Frau Präsidentin! Meine Damen und Herren! Principiis obsta!, wussten schon die alten Römer. Wehret den Anfängen! Aus diesem Grund kann man hier nicht oft genug bestimmte Dinge sagen, auch wenn es Wiederholungen sind, aber Wiederholung ist die Mutter der Weisheit.
Der Ministerpräsident soll wissen, dass ihm hier mit seinen Vorschlägen für Studiengebühren eine Phalanx
gegenübersteht. Die Geschäftsordnung lässt es leider nicht zu, aber wenn ich darum bitten würde, dass all jene aufstehen, die für ihr Studium bezahlt haben, dann wären das nur sehr, sehr wenige.

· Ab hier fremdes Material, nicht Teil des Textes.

PR #166, opened 2022-07-18
initial implementation of BER-TLV parser

MSalopek:
Not at all properly tested.

Instead of using the current version, this allows specifying VALUE length > 256 (currently unbounded, but has to be < 65535).


tlv/tlv.go
```diff
@@ -86,6 +87,105 @@ func ParseTLVPacket(data []byte, constructedTags ...byte) (TLVCollection, error)
...
+
+	// length group ob bytes starts at b[1] and can be from 1 to 3 bytes long
+	if b[1] <= 0x7F {
+		return tag, int(b[1]), 2, nil
+	}
+
+	// first 2 bytes of group represent length
+	// used for TLV.Value lengths between 128 and 255
+	if b[0] == 0x81 {
+		if len(b)-1 <= 0 {
```
maevyn11, line 169: would it be just as correct to code it this way? 
```
if len(b) != 2 {
return err...
}
``` 
If so I think it's a bit more clear what the check is. Took me a minute to figure out what this was doing.

tlv/tlv.go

Wer in der DDR studiert hat, hat mit Garantie nichts fürs Studium bezahlt. Ich gebe zu, das Fernstudium war zeitweilig ausgenommen, Herr Hähle. Wer nach 1970 in der Bundesrepublik ein Studium absolvierte, konnte dies auch gebührenfrei tun. Es bleibt eine geringe Zahl von Mitgliedern des Hohen Hauses, die auf eigene Rechnung an einer Privathochschule oder im Ausland studiert haben bzw. solche, die vor 1970 mit ihrem Studium in der Bundesrepublik begonnen haben. Zu Letzteren gehöre ich selbst und auch der Ministerpräsident. Wir waren in den sechziger Jahren mit etwa 250 DM pro Semester belastet. Aber 1970 wurden in ganz Deutschland die Studiengebühren mit dem Argument abgeschafft, man würde damit mehr soziale Gerechtigkeit herstellen. Das Argument war richtig. Ich weiß nicht, was sich daran heute geändert haben sollte!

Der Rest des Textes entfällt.